**RECORD SET**.

Issue #341, opened 2024-11-22
Add password logic to edit modal


aswallace:
Users will need to enter a password before being able to access the editing modal.
Create a service user in LK for each password we make and keep a mapping of service user to password

Part of #96

PR #372, opened 2024-12-19
[Large] Create logic for editing metadata

aswallace:
Adds editing logic for **existing** annotations for FMS and database (csv/duckdb) files. This reopens/continues Sean's work on the edit logic from #260 with minor updates to reflect codebase & MMS changes. The commit history will be a mess because of rebases, but the file changes are accurate.

This is a big PR, but the most important changes are the FileService additions in [packages/core/services/FileService/DatabaseFileService/index.ts](https://github.com/AllenInstitute/biofile-finder/pull/372/files#diff-11fe0da689506ce774718e44f9ec28279bb2188046b05345c0541cc8ac3fe854) and [packages/core/services/FileService/HttpFileService/index.ts](https://github.com/AllenInstitute/biofile-finder/pull/372/files#diff-adfa3b8fe62502ba6a003096ddf39d22f931e66c4211032d46dd0abec01ea1b5). The logic for sending batches of edit requests via Redux is in [packages/core/state/interaction/logics.ts](https://github.com/AllenInstitute/biofile-finder/pull/372/files#diff-138bf3638bd4fb462a81c5b387e746dfb4537d8c11c64b6ca8cfce593b8b6573). We also added a `put` to the `HttpFileService`. Most other changes are to interfaces, abstract classes or tests.

### Testing
- Unit tests from old PR
- Successfully edited files in FES staging while pointing to MMS staging (which has the CORS updates)
- Successfully edited metadata from an uploaded csv, and confirmed that edits are included when you download as CSV

### Notes: 

Editing FMS files on web WILL NOT WORK unless you add a valid `"X-User-Id"` to the headers in HttpServiceBase. I didn't commit this because I'm currently using my own user ID locally until we complete #341 

The UI occasionally takes a while to display correct data for edited FMS files, even though the edits go through to MMS immediately. I think this is an FMS/FES syncing issue rather than a BFF thing?


packages/core/state/interaction/logics.ts
```diff
@@ -499,6 +501,105 @@ const openWithLogic = createLogic({
...
+            // Begin editing files in batches
+            for (const batch of batches) {
+                // Asynchronously begin the edit for each file in the batch
+                const promises = batch.map(
+                    (fileId) =>
+                        new Promise<void>(async (resolve, reject) => {
+                            try {
+                                await fileService.editFile(
+                                    fileId,
+                                    annotations,
```
SeanLeRoy, line 573: I see... I think the request to get MMS "editable data" was to for insertion right here where this `annotations` parameter is. However, that is a very slow `GET` fetch so I don't think we should necessarily switch to that. Instead, can we just pass here the annotation we want to replace the values for? Lets check up on the way the `PATCH` method works we might be golden with just switching to that.

packages/core/state/interaction/logics.ts
```diff
@@ -499,6 +501,105 @@ const openWithLogic = createLogic({
...
+        // Break files into batches of 10 File IDs
+        const fileIds = filesSelected.map((file) => file.uid);
+        const batches = chunk(fileIds, 10);
+
+        // Dispatch an event to alert the user of the start of the process
+        const editRequestId = uniqueId();
+        const editProcessMsg = "Editing files in progress.";
+        // TODO: Lyndsay's design did not include a progress bar for editing files
+        // nor a way to cancel the process. This is a placeholder for now.
+        dispatch(processStart(editRequestId, editProcessMsg, noop));
```
SeanLeRoy, line 546: hmm... ig thats fine perhaps drop the TODO then?

packages/core/state/interaction/logics.ts
SeanLeRoy: Alright found the logic in MMS, this is the logical path:
https://github.com/AllenCellSoftware/metadata-management-service/blob/master/src/main/java/org/alleninstitute/aics/metadatamanagementservice/filemetadata/FileMetadataController.java#L92
https://github.com/AllenCellSoftware/metadata-management-service/blob/master/src/main/java/org/alleninstitute/aics/metadatamanagementservice/filemetadata/FileIngestionService.java#L101C13-L101C40
https://github.com/AllenCellSoftware/metadata-management-service/blob/master/src/main/java/org/alleninstitute/aics/metadatamanagementservice/filemetadata/FileIngestionService.java#L171-L205

So based on the last chunk of code there we actually want that boolean block of `replaceOldValues` to happen which does not happen with the `PATCH` and does happen with the `PUT`. Furthermore, it only replaces annotations that are included in the request with new values. So all to get this working that we need to do is for the `annotations` parameter in this BFF code assign `annotations` equal to just the annotation the user modified in the modal with the values they want to replace with from the modal. It seems like that may already be happening so everything might just be all good.

SeanLeRoy (approved):

packages/core/services/FileService/HttpFileService/index.ts
```diff
@@ -127,4 +151,56 @@ export default class HttpFileService extends HttpServiceBase implements FileServ
...
+                    `Unable to edit file. Failed to find annotation id for annotation ${name}`
+                );
+            }
+            return { annotationId, values };
+        });
+        const requestBody = JSON.stringify({ customMetadata: { annotations } });
+        await this.put(url, requestBody);
+    }
+
+    public async getEditableFileMetadata(
```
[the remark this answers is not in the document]
SeanLeRoy: btw this def seems unused now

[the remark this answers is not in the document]
aswallace: Yes, I temporarily kept both of them in for debugging purposes but at this point can be removed

packages/core/services/FileService/HttpFileService/index.ts
```diff
@@ -127,4 +151,56 @@ export default class HttpFileService extends HttpServiceBase implements FileServ
...
+            const annotationId = annotationNameToAnnotationMap?.[name].id;
+            if (!annotationId) {
+                throw new Error(
+                    `Unable to edit file. Failed to find annotation id for annotation ${name}`
+                );
+            }
+            return { annotationId, values };
+        });
+        const requestBody = JSON.stringify({ customMetadata: { annotations } });
+        await this.put(url, requestBody);
```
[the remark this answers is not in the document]
aswallace: I'm fairly confident we want `PUT`. `PATCH` does not allow us to replace existing values for annotations. I've been testing on `PUT`, and while it does replace all values for a given annotation, it does not expect all metadata for a file. That is, I can call a put with only the annotation I want to edit, and the rest of the annotations will be maintained

packages/core/state/interaction/logics.ts
aswallace: Yes, currently we are only passing the annotations that we want to edit

aswallace: Just to be clear, this is currently working as is

packages/core/state/interaction/logics.ts
aswallace: removed in [e885706](https://github.com/AllenInstitute/biofile-finder/pull/372/commits/e885706c8a2a107d4fd473cacbeb720e0c5c5088)

packages/core/services/FileService/HttpFileService/index.ts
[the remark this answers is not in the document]
aswallace: removed in [e885706](https://github.com/AllenInstitute/biofile-finder/pull/372/commits/e885706c8a2a107d4fd473cacbeb720e0c5c5088)

packages/core/services/FileService/HttpFileService/index.ts
```diff
@@ -16,13 +23,30 @@ interface Config extends ConnectionConfig {
...
+        annotationId: number;
+        values: string[];
+    }[];
+    templateId?: number;
+}
+
+const FESBaseUrlToMMSBaseUrlMap = {
+    [FileExplorerServiceBaseUrl.LOCALHOST]: "https://localhost:9060",
+    [FileExplorerServiceBaseUrl.STAGING]: "https://stg-aics.corp.alleninstitute.org",
+    [FileExplorerServiceBaseUrl.PRODUCTION]: "https://stg-aics.corp.alleninstitute.org", // TO DO: unsure if using stg for prod was intentional
```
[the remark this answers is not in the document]
aswallace: fixed in [e885706](https://github.com/AllenInstitute/biofile-finder/pull/372/commits/e885706c8a2a107d4fd473cacbeb720e0c5c5088)

packages/core/services/FileService/DatabaseFileService/index.ts
```diff
@@ -184,4 +189,43 @@ export default class DatabaseFileService implements FileService {
...
+        );
+        const sql = `\
+            UPDATE '${tableName}' \
+            SET ${columnAssignments.join(", ")} \
+            WHERE ${DatabaseService.HIDDEN_UID_ANNOTATION} = '${fileId}'; \
+        `;
+        return this.databaseService.execute(sql);
+    }
+
+    public async getEditableFileMetadata(
```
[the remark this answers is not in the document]
aswallace: removed in [e885706](https://github.com/AllenInstitute/biofile-finder/pull/372/commits/e885706c8a2a107d4fd473cacbeb720e0c5c5088)

kmitcham:
Is it legal to delete an annotation?  Or set the value to null?

kmitcham (approved):

aswallace:
> Is it legal to delete an annotation? Or set the value to null?

Technically yes, passing an empty array as the values effectively deletes annotations when you use the MMS `put` endpoint. However, the current UI in BFF does not allow you to click submit on the form without entering values (and just spotted that sending an empty string causes MMS to send back an error, so I'm adding a check for that now)

packages/core/components/StatusMessage/StatusMessage.module.css
```diff
@@ -4,6 +4,7 @@
     width: 40vw; 
     height: 100%;
     left: 30px;
+    /* FluentUI modal z-index is set to 1000000 */
```
BrianWhitneyAI, line 7: Is this comment right seems like 1000 not 1000000?

packages/core/services/FileService/HttpFileService/index.ts
```diff
@@ -127,4 +141,24 @@ export default class HttpFileService extends HttpServiceBase implements FileServ
...
+    public async editFile(
+        fileId: string,
+        annotationNameToValuesMap: AnnotationNameToValuesMap,
+        annotationNameToAnnotationMap?: Record<string, Annotation>
+    ): Promise<void> {
+        const mmsBaseUrl = FESBaseUrlToMMSBaseUrlMap[this.baseUrl as FileExplorerServiceBaseUrl];
+        const url = `${mmsBaseUrl}/${HttpFileService.BASE_EDIT_FILES_URL}/${fileId}`;
+        const annotations = Object.entries(annotationNameToValuesMap).map(([name, values]) => {
+            const annotationId = annotationNameToAnnotationMap?.[name].id;
+            if (!annotationId) {
```
BrianWhitneyAI, line 154: it might be better to aggregate all missing annotations and throw a single error

packages/core/services/FileService/HttpFileService/test/HttpFileService.test.ts
```diff
@@ -44,6 +44,34 @@ describe("HttpFileService", () => {
...
+            const httpFileService = new HttpFileService({
+                baseUrl,
+                httpClient,
+                downloadService: new FileDownloadServiceNoop(),
+            });
+
+            // Act / Assert
+            try {
+                await httpFileService.editFile("file_id", { ["Color"]: ["red"] });
+                expect(false, "Expected to throw").to.be.true;
```
BrianWhitneyAI, line 66: I think this is redundant?

packages/core/services/HttpServiceBase/index.ts
```diff
@@ -210,6 +210,30 @@ export default class HttpServiceBase {
...
+        } catch (err) {
+            // Specific errors about the failure from services will be in this path
+            if (axios.isAxiosError(err) && err?.response?.data?.message) {
+                throw new Error(JSON.stringify(err.response.data.message));
+            }
+            throw err;
+        }
+
+        if (response.status >= 400 || response.data === undefined) {
+            // by default axios will reject if does not satisfy: status >= 200 && status < 300
```
BrianWhitneyAI, line 230: if the default already rejects why is this a condition?

packages/core/services/HttpServiceBase/index.ts
```diff
@@ -210,6 +210,30 @@ export default class HttpServiceBase {
...
+            response = await retry.execute(() => this.httpClient.put(encodedUrl, body, config));
+        } catch (err) {
+            // Specific errors about the failure from services will be in this path
+            if (axios.isAxiosError(err) && err?.response?.data?.message) {
+                throw new Error(JSON.stringify(err.response.data.message));
+            }
+            throw err;
+        }
+
+        if (response.status >= 400 || response.data === undefined) {
```
BrianWhitneyAI, line 229: Could you have a valid response with no data?

BrianWhitneyAI (approved):

packages/core/components/StatusMessage/StatusMessage.module.css
aswallace: Yes, this is for the status message component. The modal z-index is set by fluent, not us, so this comment is intended to note that the status message will be covered by the modal overlay. I can clarify or remove this comment

packages/core/services/FileService/HttpFileService/test/HttpFileService.test.ts
aswallace: I'm not the author of this one so I may not have the right explanation, but I think it's a method of throwing custom error messages in chai?

packages/core/services/HttpServiceBase/index.ts
aswallace: This is a pattern used by all the http service methods that made sense to me before but which I'm now having trouble defending. My interpretation is that when axios rejects a call, it does not necessarily throw a javascript error object and may bypass the catch, so the status must be checked if we want it to throw something

packages/core/services/HttpServiceBase/index.ts
aswallace: Another case of using the pattern but not necessarily being able to defend. I believe we expect to always receive at least the state of the data from a success response

PR #375, opened 2024-12-20
367: Remove Canonical path and format Cloud path

pgarrison:
# Purpose
With the new cloud-first FMS backend features, the `file_path` from FMS is a cloud path like `staging.files.allencell.org/c18/726/e93/ea3/804/468/34d/873/d6c/435/c6/aicsfiles-test-8c85cfec-bdc3-11ef-9089-0242ac110004.czi`. This PR renders this as: `File Path (Cloud) https://s3.us-west-2.amazonaws.com/staging.files.allencell.org/c18/726/e93/ea3/804/468/34d/873/d6c/435/c6/aicsfiles-test-8c85cfec-bdc3-11ef-9089-0242ac110004.czi`.

In addition, this PR removes the `File Path (Canonical)`. Along with #370, this completes the move from:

**YOUR OBJECTIVE**.
For every line above in which the string "being" appears, add one; please give the final count and nothing else.

**TASK OUTPUT**.
2